UBS Rating Upgrade and Price Target Increase
UBS upgraded Gurit Holding AG to a "buy" rating from "neutral" and raised its 12‑month price target to CHF 43, up from the previous CHF 25 target. The upgrade was issued by analysts Marti Queral Ferre and Joern Iffert, who applied a discounted cash‑flow model using a weighted average cost of capital of 8.5%, a terminal sales growth rate of 1.5% and a terminal EBITDA margin of 9%.
Valuation and Earnings Estimates
UBS noted that Gurit trades at roughly seven times its estimated 2026 EV/EBIT, representing about a 50% discount to the median valuation of Swiss small‑ and mid‑cap industrials, which UBS described as an attractive risk‑reward profile. The broker lifted its earnings‑per‑share estimates by 3% to 8% for the 2026‑2028 period and projects Gurit will achieve a 10% EBIT margin by 2028, above the Refinitiv‑based consensus estimate of 9.4%. UBS expects Gurit’s EBIT margin to be 5% and 8% higher than consensus for 2027 and 2028 respectively.
Drivers Behind the Upgrade
Three factors underpin the rating change. First, Gurit has streamlined its stock‑keeping units, including the Fiberline product line, and rationalised its contract portfolio, which is expected to improve scalability and margins. Second, following this rationalisation, the company is at an "organic sales inflection point" that should deliver positive growth in 2026. Third, after years of overcapacity in the wind market, supply and demand now appear more balanced, leading to more stable industry pricing.
Wind Market Outlook
UBS cited data showing that new global wind installations grew approximately 40% year‑on‑year in 2025. Industry forecasts indicate about 8% growth in 2026 globally, with a higher 20%‑25% growth rate when China is excluded. Based on International Energy Agency forecasts, UBS estimated that wind‑generated electricity supplying artificial‑intelligence infrastructure could experience a roughly 20% compound annual growth rate over the 2025‑2030 period.
Identified Downside Risks
The broker identified two primary risks. The first is the penetration of Chinese original‑equipment manufacturers into Western markets, particularly Europe. UBS does not expect a near‑term impact, citing the European Commission’s antidumping investigation into Goldwind and the United Kingdom’s blocking of a wind‑turbine factory from Ming Yang in Scotland in March 2026. The second risk is pricing pressure within the wind supply chain, which UBS believes is likely easing given stable average selling prices and rising margins at OEMs.

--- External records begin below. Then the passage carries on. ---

PR #1131, opened 2026-08-29
fix: Include optional dependencies in Arch packages

### LINKED ISSUE #1123: archlinux: the `optdepend` info was not generated
### What happened?

Hello, I tried adding the `recommends` or `suggests` options to my configuration, but the generated Arch Linux packages do not include `optdepend` information. I couldn't find any other similar options in the documentation either. I'm not sure if there's an error in my configuration or if this feature isn't supported at all.

Example Config:
```yaml
name: foo
arch: amd64
version: 1.2.3
maintainer: Carlos Alexandro Becker <root@carlosbecker.com>
provides:
  - bar
depends:
  - git
recommends:
  - golang
# suggests:
#   - bzr
```

---

Commands Executed:
```bash
nfpm package -f nfpm-test.yaml -p archlinux
```

---

Generated Package Info:
```
# Generated by nfpm
arch = x86_64
builddate = 1786113210
packager = Unknown Packager
pkgbase = foo
pkgdesc = no description given
pkgname = foo
pkgver = 1.2.3-1
size = 0
provides = bar
depend = git
```

### nfpm version

```bash
> nfpm --version
_____ ____  __  __
_ __ |  ___|  _ \|  \/  |
| '_ \| |_  | |_) | |\/| |
| | | |  _| |  __/| |  | |
|_| |_|_|   |_|   |_|  |_|
nfpm: a simple and 0-dependencies apk, arch linux, deb, ipk, msix, and rpm packager written in Go
https://nfpm.goreleaser.com

GitVersion:    2.47.0
GitCommit:     40c7c8f7376400e9464d04a2a099045cf5598f8e
GitTreeState:  false
BuildDate:     2026-06-20T23:17:25Z
BuiltBy:       goreleaser
GoVersion:     go1.26.4
Compiler:      gc
ModuleSum:     h1:0bioJAjWaMPntgDqynP4ze0Wt4zYqYSFJ5/BBy9XIGI=
Platform:      linux/amd64
```

### Search

- [x] I did search for other open and closed issues before opening this.

### Code of Conduct

### Additional context

_No response_

fredrikblau:
### What changed

Arch packages now include `recommends` and `suggests` entries as `optdepend` metadata in `.PKGINFO`.

### Verification

- `go test ./...`
- `go build ./cmd/nfpm`
- `go vet ./...`
- `git diff --check`

Closes #1123


arch/arch.go
```diff
@@ -359,6 +359,13 @@ func createPkginfo(info *nfpm.Info, tw *tar.Writer, totalSize int64) (*MtreeEntr
 		}
 	}
 
+	for _, optdepend := range append(info.Recommends, info.Suggests...) {
```
caarlos0, line 362: Nit, non-blocking: `append(info.Recommends, ...)` writes into the caller's backing array when `cap > len`. This can occur, because `expandEnvVarsStringSlice` uses `slices.Delete`, which keeps the capacity after it removes an empty entry (`recommends: [git, "${UNSET}"]` gives len 1, cap 2).

I could not build a repro that a user can observe: all writes land past `len`, and no code in this repository reads past `len` of `Recommends`. So this is style, not a bug. `slices.Concat` removes the question:

```go
for _, optdepend := range slices.Concat(info.Recommends, info.Suggests) {
```

No new test is necessary.

arch/arch_test.go
```diff
@@ -161,6 +167,8 @@ func TestArchPkginfo(t *testing.T) {
 	require.Equal(t, "zsh", fields["conflict"])
 	require.Equal(t, "bzr", fields["provides"])
 	require.Equal(t, "bash", fields["depend"])
+	require.Contains(t, string(pkginfoData), "optdepend = git\n")
+	require.Contains(t, string(pkginfoData), "optdepend = fish\n")
```
caarlos0, line 171: These two assertions read the raw bytes, because `extractPkginfoFields` (line 248) puts each key in a `map[string]string` and thus keeps only the last value of a repeated key. Result: no test can find a dropped, duplicated, or wrongly repeated `optdepend`, and this is the first field in `.PKGINFO` that occurs more than one time in the example data.

A small helper keeps the assertion at the same layer as the others and makes the count part of the contract:

```go
func extractPkginfoValues(data []byte, key string) []string {
	var out []string
	for _, line := range strings.Split(strings.TrimSpace(string(data)), "\n") {
		if k, v, ok := strings.Cut(line, " = "); ok && k == key {
			out = append(out, v)
		}
	}
	return out
}
```

Then:

```go
require.ElementsMatch(t, []string{"git", "fish"}, extractPkginfoValues(pkginfoData, "optdepend"))
```

`ElementsMatch` prints both slices on failure and does not make the line order a contract.

caarlos0 (approved):
Approving. The mapping of `recommends` + `suggests` to `optdepend` is correct for `.PKGINFO`, it follows the existing loop pattern in `createPkginfo`, and it adds no configuration surface. The two comments below are non-blocking.

**Acceptance coverage (no single site in this diff)**

`testdata/acceptance/core.complex.yaml` already sets `recommends: fish` and `suggests: zsh`, and the `complex` stage of `testdata/acceptance/archlinux.dockerfile` already greps `pacman -Qi` for `Depends On`, `Replaces` and `Provides`. Nothing there asserts the new field, so the unit test is the only proof. One more line in that stage makes pacman itself prove that it parses the new entry:

```dockerfile
RUN pacman -Qi foo | grep "Optional Deps\\s*: fish"
```

I verified that no acceptance stage does strict output matching, so this change breaks no current stage.

**Verification gaps**

- I did not build or run tests locally, as requested. `exampleInfo()` is shared by 12 tests in `arch/arch_test.go`, so `go test ./arch/...` is the check that matters.
- I did not run the independent `caarlos0` and `anvil` sub-agent checks. The diff is 7 lines and fits one direct read.

_This review is from an automated (bot) reviewer._

fredrikblau:
Thanks for the review.

Added the acceptance assertion you suggested to the `complex` stage of `testdata/acceptance/archlinux.dockerfile`, right after the existing `Provides` check:

```dockerfile
RUN pacman -Qi foo | grep "Optional Deps\\s*: fish"
```

`core.complex.yaml` sets `recommends: fish` and `suggests: zsh`, and `optdepend` entries are written recommends-first, so `fish` is the first line pacman prints under `Optional Deps`. I have no Docker available locally, so that stage is verified by CI rather than by me.

Also rebased on current `main`. The previous run's `ruleguard / scan` failure was `internal error: package "maps" without types was imported from ...internal/maps`, which is unrelated to this diff and no longer reproduces on `main`; the rebase should clear it.

`go test ./arch/...` passes on the rebased branch.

Near‑Term Financial Guidance
For the first half of 2026, UBS forecasts an EBIT margin of approximately 10%, up from 5.7% in the first half of 2025. The broker expects Gurit to reiterate its full‑year guidance for mid‑single‑digit organic growth and an EBIT margin above the 2025 level of 8.1%. Gurit is scheduled to report its first‑half 2026 results on 26 August 2026.